Below is an illustration of the A-spline procedure using the data helmet. The thick line represents the fitted spline. The thin line represents the B-spline basis decomposition of the fitted curve.
library(aspline)
library(tidyverse)
library(splines2)
data(helmet)
x <- helmet$x
y <- helmet$y
k <- 40
knots <- seq(min(x), max(x), length = k + 2)[-c(1, k + 2)]
pen <- 10 ^ seq(-4, 4, 0.25)
x_seq <- seq(min(x), max(x), length = 1000)
aridge <- aridge_solver(x, y, knots, pen)
a_fit <- lm(y ~ bSpline(x, knots = aridge$knots_sel[[which.min(aridge$ebic)]]))
X_seq <- bSpline(x_seq, knots = aridge$knots_sel[[which.min(aridge$ebic)]], intercept = TRUE)

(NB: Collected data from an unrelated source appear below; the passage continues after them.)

PR #469, opened 2026-07-29
fix(installer): honest cosign bootstrap download + translated DISM failures

LukasWodka:
## Summary
The v1.9.7-rc.1 FR killed a **healthy** install: Windows PowerShell 5.1's progress overlay throttles `Invoke-WebRequest` massively and paints a "Writing request stream" banner, so the one big bootstrap download (pinned cosign, ~17 MB) ran ~4.5 minutes with zero output and got killed as frozen. This PR makes the bootstrap fast and visibly alive, fixes the `â€¦` mojibake at its actual root cause, and translates the raw DISM COMException on Server SKUs. **The security chain is unchanged** — same pins, same fail-closed paths, same verification order.

## What changed
1. **Progress-overlay silencing** in `Get-WithRetry` / `Get-Optional` (function-local `$ProgressPreference`, auto-reverts on return) — the classic 10–50× PS 5.1 IWR speedup.
2. **Liveness ticks for the cosign fetch**: `Get-OptionalWithTicks` runs the download in a background job (cwd pinned per #409, TLS 1.2 floor re-applied in the fresh process, progress silenced) while `Wait-JobWithTicks` prints a dim heartbeat dot every 3 s. Expectation lines before (`~17 MB … a few minutes on a slow network is normal` + the `winget install sigstore.cosign` tip), elapsed + `checksum-verified` confirmation after. The 30-min timeout only bounds a wedged transfer — a slow-but-moving download is never killed (that's the exact failure mode this fixes).
3. **Mojibake root cause**: it is *not* console output encoding — the release asset is served `application/octet-stream` with no charset, so PS 5.1's `irm` decodes the UTF-8 source as **Latin-1 before `iex`**; `-File` reads of BOM-less scripts are ANSI likewise. Fix: ASCII-only string literals in both installers (matches the existing `--` convention in install-k8s.ps1; glyphs stay as `[char]0xNNNN`). Locked in by a **tokenizer-based Pester test** over both files — which immediately caught one more real case (the `-Help` here-string em-dash).
4. **`Enable-OneVirtFeature`** (extracted from `Enable-VirtualisationFeatures`): catches DISM's raw COMException and names the real situation — feature package absent on this edition (Server SKUs have no `Microsoft-Hyper-V-All`) vs. enable failure (with a manual-remedy hint). Also a deliberate behavior fix: **$rebootNeeded is only set when a feature actually got enabled** — the old code demanded a reboot for a feature that never enabled, sending Server users into a reboot → re-run → same-error loop.

## Related
Closes #468

## Type of change
- [x] Bug fix

## Test plan
- `Invoke-Pester scripts/tests` — **212 passed / 0 failed** (pwsh 7.5.2, Pester 5.7.1), incl. new tests: `Wait-JobWithTicks` behavior (fast-finish + timeout-stop), download-UX invariants (progress silenced in both helpers; job re-applies TLS 1.2 + pins local cwd), ASCII string-literal hygiene for **both** installers, and 4 `Enable-OneVirtFeature` cases (already-enabled / newly-enabled / package-absent / enable-fails).
- `Invoke-ScriptAnalyzer` on both entrypoints: 0 errors.
- `bash scripts/check-style.sh`: clean. `scripts/gen-manifest.sh` regenerated (install-k8s.ps1 digest changed).
- End-to-end repro harness: `win-install-smoke.yml` in release-train runs the exact customer one-liner on windows-latest — will re-run it on the next rc containing this fix.

## Deployment notes
No env vars, no flags. Ships with the next client release; the released bootstrap is the stamped `install.ps1` release asset.

## Checklist
- [ ] Docs updated if behavior or config changed
- [x] For security-sensitive paths: appropriate reviewer requested (CODEOWNERS: @saadqbal)
- [x] Terminal output follows STYLE.md — tone helpers, no hardcoded colour; `bash scripts/check-style.sh` passes
- [x] Cross-repo issues use `Fixes tracebloc/<repo>#N` — same-repo `Closes #468` used here

---

> [!NOTE]
> **Low Risk**
> Installer UX and error-handling only; cosign/manifest verification order and fail-closed paths are unchanged per the PR.
> 
> **Overview**
> Fixes **healthy Windows installs being killed as “frozen”** during the bootstrap’s large cosign download and **Server SKU reboot loops** when optional features can’t be enabled.
> 
> **Bootstrap (`install.ps1`):** Silences PS 5.1’s `Invoke-WebRequest` progress overlay in download helpers, adds **`Get-OptionalWithTicks`** / **`Wait-JobWithTicks`** so the ~17 MB cosign fetch runs in a background job with periodic dots plus upfront timing guidance and post-download confirmation. Replaces Unicode punctuation in **user-visible string literals** with ASCII (`--`) so Latin-1 / ANSI decoding doesn’t show mojibake.
> 
> **K8s installer (`install-k8s.ps1`):** Introduces **`Enable-OneVirtFeature`** so missing packages (e.g. Hyper-V on Server) and enable failures surface as warnings instead of raw COMExceptions; **`$rebootNeeded` is set only when a feature actually enables**.
> 
> **Tests & manifest:** New Pester coverage for job ticks, download UX invariants, ASCII literal hygiene, and virt-feature cases; **`manifest.sha256`** digest updated for `install-k8s.ps1`.
> 
> <sup>Reviewed by [Cursor Bugbot](https://cursor.com/bugbot) for commit c854391bd726fd02e8677064ce8cc37ad08b8cbe. Bugbot is set up for automated code reviews on this repo. Configure [here](https://www.cursor.com/dashboard/bugbot).</sup>


shujaatTracebloc (approved):
Reviewed code + logic + security chain against issue #468 — LGTM. ✅

**Delivers the full issue scope (#468)** — all four items plus one correctness fix:
1. Progress-overlay silencing in `Get-WithRetry` / `Get-Optional` (function-local, auto-reverts). ✓
2. Liveness: `Get-OptionalWithTicks` + `Wait-JobWithTicks` heartbeat, upfront ~17 MB expectation lines + the `winget install sigstore.cosign` tip, elapsed + checksum-verified confirmation. ✓
3. Mojibake fixed at the actual root cause — ASCII-only **string literals** (comments exempt, glyphs as `[char]0xNNNN`), which is more correct than the issue's `[Console]::OutputEncoding` suggestion since the corruption is the `irm`/`-File` Latin-1 decode, not console output. ✓
4. `Enable-OneVirtFeature` translates the raw DISM COMException (package-absent vs enable-fail) **and** only sets $rebootNeeded on an actual state change — kills the Server-SKU reboot→re-run→same-error loop. ✓

**Verified**
- Security chain unchanged: every hunk in `Resolve-Cosign` / `Confirm-ManifestSignature` / `Confirm-ScriptIntegrity` / `Invoke-Bootstrap` is an ASCII string swap or the fetch mechanism — pins, fail-closed `throw`s, checksum-before-use, and verification order all intact.
- `Get-OptionalWithTicks` is well-guarded: re-applies the TLS 1.2 floor in the fresh process, pins cwd (#409), drains the job's terminal error via `Receive-Job` in try/catch, times out only a wedged transfer, and confirms `Test-Path` on the output.
- `$edition` is defined (line 521) before the loop, so the not-available message renders correctly.
- `scripts/manifest.sha256` digest for install-k8s.ps1 recomputed and matches the branch (`d24bcac5…`).
- CI green (35 pass, 2 conditional skips); Cursor Bugbot clean on the latest commit `c854391`; branch current with develop; MERGEABLE.

**Non-blocking nit:** in the package-absent path `Enable-OneVirtFeature` prints `Enabling <label>...` before the `not available … skipping` line — slightly redundant sequence, cosmetic.

Note: this touches a security-sensitive path with **CODEOWNER @saadqbal** — my approval is additive; their review is still required to merge. Merge-order with #471 stands (whichever lands second re-runs gen-manifest.sh for the install-k8s.ps1 digest).

PR #476, opened 2026-07-29
fix(installer): failures surface the real error + log path + support-bundle hint (#423)

shujaatTracebloc:
## What & why
Fatal failures printed a generic red line (e.g. `✖ Failed to create compute environment.`) while the actionable detail — k3d's / helm's stderr, the real reason: image pull, proxy, port, WSL — went **only** to the transcript, and the transcript path itself was never shown on screen. Support then has to ask for a file nobody can find.

- **`Err` gains an optional `$Detail`**; new pure, unit-tested **`Get-ErrDetailLines`** renders — appended to *every* fatal error — the last ~5 non-empty lines of `$Detail`, the **log path**, and a **`-Diagnose`** support-bundle next step.
- **Cluster-create failure** passes k3d's stdout/stderr → the real reason shows on screen (the motivating case).
- **Helm** repo-add / reconcile / install failures pass helm's output via `$Detail` instead of embedding it in the message (removes duplicated log-path text).
- **Log path announced up front** in the banner (previously written only inside the log).

## Acceptance (from #423)
- [x] Every failure screen contains: real error excerpt, log path, next step — no generic-only failures
- [x] Log path is a first-class line at install start

## Tests
- Pester `Get-ErrDetailLines`: always names log path + `-Diagnose`; excerpt only when detail supplied; caps at last 5 non-empty lines; drops blanks; omits log line pre-log-init.
- Updated the `#385` helm-abort test to assert helm's output surfaces via the new `$Detail` path.

## Scope note
bash `install-k8s.sh` already dumps the real error to stderr on failure (`cat "$create_out" >&2`), so this Windows-specific gap doesn't exist there; keeping the change PS-only per the issue.

## Local verification
Pester 229/0/8 · check-style pass · drift clean · manifest regenerated.

Closes #423

---

> [!NOTE]
> **Low Risk**
> Installer UX and error formatting only on Windows; behavior is unit-tested and does not change install logic or credentials handling.
> 
> **Overview**
> Windows installer fatal errors now show **actionable context** instead of a generic red line only.
> 
> **`Err`** takes an optional **`$Detail`** and delegates to new **`Get-ErrDetailLines`**, which prints a `--- details ---` excerpt (last five non-empty lines, with PS 5.1 ErrorRecord chrome stripped), **`Full log:`** when logging is active, and **`Support bundle: re-run with -Diagnose`** on every failure. **k3d** create failures and **helm** repo-add / install / reconcile failures pass captured stdout/stderr through **`$Detail`**; duplicate inline log hints before **`Err`** are removed. The **install banner** announces the log path at start.
> 
> **Pester** covers **`Get-ErrDetailLines`** and the helm-abort test expects output via **`$Detail`**. **`manifest.sha256`** is updated for **`install-k8s.ps1`**.
> 
> <sup>Reviewed by [Cursor Bugbot](https://cursor.com/bugbot) for commit b3f1639a0301bfc5f7412ebd4e527aaabb032634. Bugbot is set up for automated code reviews on this repo. Configure [here](https://www.cursor.com/dashboard/bugbot).</sup>


scripts/install-k8s.ps1
```diff
@@ -54,7 +54,29 @@ if (-not $env:TB_PESTER) {
...
+}
+
+# $Detail (optional) is captured tool output (e.g. k3d/helm stderr); its last few
+# non-empty lines are surfaced on screen so the real reason isn't buried in the
+# log (#423). Every failure names the log path + -Diagnose regardless.
+function Err($m, $Detail)  {
+  Write-Host "  " -NoNewline; Write-Host ([char]0x2716) -ForegroundColor Red -NoNewline; Write-Host " $m" -ForegroundColor Red
+  foreach ($l in (Get-ErrDetailLines $Detail)) { Write-Host "  $l" -ForegroundColor DarkGray }
+  exit 1
+}
```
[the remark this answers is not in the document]
shujaatTracebloc: Addressed in f236cf0. I checked this empirically: when `Get-ErrDetailLines` returns a single line it does unwrap to a `System.String`, but PowerShell's `foreach` statement iterates a scalar string **once** (whole line), not per-character — I verified the exact bare `Err` loop prints `[Support bundle: re-run with -Diagnose]` as one line on pwsh 7, so the char-splitting doesn't reproduce. Still, I wrapped the enumeration in `@(...)` to make it unambiguous and future-proof, and added a regression test asserting the single-line case enumerates as one intact line (Count 1, length > 1).

scripts/install-k8s.ps1
```diff
@@ -54,7 +54,32 @@ if (-not $env:TB_PESTER) {
...
-function Err($m)           { Write-Host "  " -NoNewline; Write-Host ([char]0x2716) -ForegroundColor Red -NoNewline; Write-Host " $m" -ForegroundColor Red; exit 1 }
+# Build the trailing lines every fatal error shows (#423): a short excerpt of the
+# real tool output (last few non-empty lines — the actual reason, not a generic
+# line), then the log path and the -Diagnose support-bundle hint as first-class
+# next steps. Pure (no host writes / no exit) so it is unit-testable.
+function Get-ErrDetailLines([string]$Detail) {
+  $out = @()
+  if ($Detail) {
+    $lines = @($Detail -split "`r?`n" | ForEach-Object { $_.TrimEnd() } | Where-Object { $_ -ne "" } | Select-Object -Last 5)
+    if ($lines.Count) { $out += "--- details ---"; $out += $lines }
```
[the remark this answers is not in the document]
shujaatTracebloc: Fixed in f5e4fa5 — and you'\''re right that this was a regression my change introduced (previously the full `$helmOutput` was dumped). `Get-ErrDetailLines` now strips the PS 5.1 ErrorRecord chrome (the `At <file>:<n> char:<n>` position line and the `+ …` / `+ CategoryInfo` / `+ FullyQualifiedErrorId` block) before taking the last-5 window, so the real `Error:` line survives instead of being crowded out by formatter noise. Added a regression test that feeds a simulated 5.1 `helm repo add` failure and asserts the `Error:` line is kept while the chrome is dropped.

scripts/install-k8s.ps1
```diff
@@ -1546,7 +1588,9 @@ function New-K3dCluster {
     if ($k3dStdout) { Log "k3d stdout: $k3dStdout" }
     if ($k3dStderr) { Log "k3d stderr: $k3dStderr" }
 
-    if ($k3dExitCode -ne 0) { Err "Failed to create compute environment." }
```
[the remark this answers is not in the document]
shujaatTracebloc: Fixed in the latest push. Removed the inline log-path hints from the k3d spawn-failure and create-timeout paths — Err now prints the log path (and -Diagnose) itself via Get-ErrDetailLines, so it's shown once. Added a guard test asserting no inline 'Full log:' hints remain in the installer.

scripts/install-k8s.ps1
```diff
@@ -1597,9 +1639,11 @@ function New-K3dCluster {
 
     if ($k3dExitCode -ne 0) {
       # Host-daemon x509 (k3d runtime image pull on a TLS-inspecting network,
-      # #474) -- name it before the generic failure.
+      # #474) -- name the CA remedy before the generic failure.
       Write-HostCaCreateHint -Output ("$k3dStdout`n$k3dStderr")
-      Err "Failed to create compute environment."
+      # Surface k3d's real reason (image pull / proxy / port / WSL) on screen via
+      # Err's detail excerpt, not only in the log (#423).
+      Err "Failed to create compute environment." "$k3dStderr`n$k3dStdout"
```
saadqbal: Nit: detail is `stderr\nstdout`, but `Get-ErrDetailLines` surfaces the *last* 5 lines — so if k3d writes anything to stdout, its tail crowds the stderr reason (FATA/x509/port) out of the excerpt. Putting stderr last (`"$k3dStdout`n$k3dStderr"`) would match the `Write-HostCaCreateHint` call just above and be safer. Low impact since k3d usually leaves stdout empty on failure — just a nit.

scripts/install-k8s.ps1
```diff
@@ -54,7 +54,44 @@ if (-not $env:TB_PESTER) {
...
+    # wraps around stderr (the `At <file>:<n> char:<n>` position line and the
+    # `+ ...` / `+ CategoryInfo` / `+ FullyQualifiedErrorId` block). Otherwise a
+    # helm failure's last 5 lines are all chrome and the real `Error:` line is
+    # crowded out of the excerpt (#423 Bugbot).
+    $lines = @($Detail -split "`r?`n" |
+      ForEach-Object { $_.TrimEnd() } |
+      Where-Object {
+        $_ -ne "" -and
+        $_ -notmatch '^\s*At [^ ]+:\d+ char:\d+' -and
+        $_ -notmatch '^\s*\+ '
```
saadqbal, line 74: Minor: `^\s*\+ ` strips any line starting with `+ `, not just PS ErrorRecord chrome — it'd also silently eat a real output line that happens to begin that way. Fine in practice for helm/k3d, just noting the breadth.

saadqbal (dismissed):
Clean, well-tested PR 👍 Two small nits inline, neither blocking.

scripts/install-k8s.ps1
saadqbal:
```suggestion
      Err "Failed to create compute environment." "$k3dStdout`n$k3dStderr"
```
stderr last, so its tail (the real FATA/x509/port reason) survives the last-5-line excerpt in `Get-ErrDetailLines`.

shujaatTracebloc: Fixed in b3f1639 — the create-failure Err detail is now `"$k3dStdout`n$k3dStderr"` (stderr last), so its tail (the FATA/x509/port reason) survives Get-ErrDetailLines' last-5-line window even when k3d wrote to stdout, and it matches the Write-HostCaCreateHint order just above.

shujaatTracebloc: Applied in b3f1639 — thanks, adopted the stderr-last ordering exactly as suggested.

scripts/install-k8s.ps1
shujaatTracebloc: Acknowledged — the breadth is deliberate: the whole PS 5.1 ErrorRecord block (the source-echo line, the `~~~` caret line, plus `+ CategoryInfo` / `+ FullyQualifiedErrorId`) all begin with `+ `, and stripping the block as a unit is what keeps the real `Error:` line in the excerpt. helm/k3d don't emit `+ `-prefixed real output, so there's nothing to lose in practice. Left as-is per your note.

saadqbal (approved):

a_basis <- (X_seq %*% diag(coef(a_fit))) %>%
as.data.frame() %>%
mutate(x = x_seq) %>%
reshape2::melt(id.vars = "x", variable.name = "spline_n", value.name = "y") %>%
as_tibble() %>%
filter(y != 0)
a_predict <- data_frame(x = x_seq, pred = predict(a_fit, data.frame(x = x_seq)))
ggplot() +
geom_point(data = helmet, aes(x, y), shape = 1) +
geom_line(data = a_predict, aes(x, pred), size = 0.5) +
geom_line(data = a_basis, aes(x, y, group = spline_n), linetype = 1, size = 0.1) +
theme(legend.position = "none") +
ylab("") +
xlab("")
For the sake of comparision, we display here the estimated P-spline with the same data. The thin line also represent the B-spline basis decomposition.
p_fit <- mgcv::gam(y ~ s(x, bs = "ps", k = length(knots) + 3 + 1, m = c(3, 2)))
X <- bSpline(x_seq, knots = knots, intercept = TRUE)
p_basis <- (X %*% diag(coef(p_fit))) %>%
as.data.frame() %>%
mutate(x = x_seq) %>%
reshape2::melt(id.vars = "x", variable.name = "spline_n", value.name = "y") %>%
as_tibble() %>%
filter(y != 0)
p_predict <- data_frame(x = x_seq, pred = predict(p_fit, data.frame(x = x_seq)))
ggplot() +
geom_point(data = helmet, aes(x, y), shape = 1) +
geom_line(data = p_predict, aes(x, pred), size = 0.5) +
geom_line(data = p_basis, aes(x, y, group = spline_n), linetype = 1, size = 0.1) +
theme(legend.position = "none") +
ylab("") + xlab("")
The stricking difference between the two methods is that A-spline fits a far sparser model than P-Spline.